(Dataset entries)

PR #75, opened 2016-05-01
Working with tor and Hidden Services.

Fluturenet:
Modified version of smack-tcp able to connect to a TOR proxy and an hidden Onion server.

### DIFF
--- a/smack-tcp/src/main/java/org/jivesoftware/smack/tcp/XMPPTCPConnection.java
+++ b/smack-tcp/src/main/java/org/jivesoftware/smack/tcp/XMPPTCPConnection.java
@@ -147,6 +147,7 @@ public class XMPPTCPConnection extends AbstractXMPPConnection {
 
     private static final int QUEUE_SIZE = 500;
     private static final Logger LOGGER = Logger.getLogger(XMPPTCPConnection.class.getName());
+    private XMPPTCPOnionCompanion xmpptcpOnionCompanion = null;
 
     /**
      * The socket which is used for this connection.
@@ -326,6 +327,26 @@ public class XMPPTCPConnection extends AbstractXMPPConnection {
      */
     public XMPPTCPConnection(CharSequence jid, String password) throws XmppStringprepException {
         this(XmppStringUtils.parseLocalpart(jid.toString()), password, XmppStringUtils.parseDomain(jid.toString()));
+    }
+
+    /**
+     * Adapted Constructor for the Onion.
+     *
+     */
+    public XMPPTCPConnection(XMPPTCPConnectionConfiguration config, XMPPTCPOnionCompanion xmpptcpOnionCompanion){
+        super(config);
+        this.config = config;
+        addConnectionListener(new AbstractConnectionListener() {
+            @Override
+            public void connectionClosedOnError(Exception e) {
+                if (e instanceof XMPPException.StreamErrorException) {
+                    dropSmState();
+                }
+            }
+        });
+
+        this.xmpptcpOnionCompanion = xmpptcpOnionCompanion;
+
     }
 
     /**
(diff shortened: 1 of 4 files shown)


smack-tcp/src/main/java/org/jivesoftware/smack/tcp/XMPPTCPConnection.java
```diff
@@ -329,6 +330,26 @@ public XMPPTCPConnection(CharSequence jid, String password) throws XmppStringpre
...
+     *
+     */
+    public XMPPTCPConnection(XMPPTCPConnectionConfiguration config, XMPPTCPOnionCompanion xmpptcpOnionCompanion){
+        super(config);
+        this.config = config;
+        addConnectionListener(new AbstractConnectionListener() {
+            @Override
+            public void connectionClosedOnError(Exception e) {
+                if (e instanceof XMPPException.StreamErrorException) {
+                    dropSmState();
```
Flowdalic: Is this related to this TOR support?

Flowdalic:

■ Work order ■
If a line comes after the one containing "-147,6 +147,7 @@", leave it out; set down every line of the data before it, and that line itself, exactly.

■ Finished exercise ■
PR #75, opened 2016-05-01
Working with tor and Hidden Services.

Fluturenet:
Modified version of smack-tcp able to connect to a TOR proxy and an hidden Onion server.

### DIFF
--- a/smack-tcp/src/main/java/org/jivesoftware/smack/tcp/XMPPTCPConnection.java
+++ b/smack-tcp/src/main/java/org/jivesoftware/smack/tcp/XMPPTCPConnection.java
@@ -147,6 +147,7 @@ public class XMPPTCPConnection extends AbstractXMPPConnection {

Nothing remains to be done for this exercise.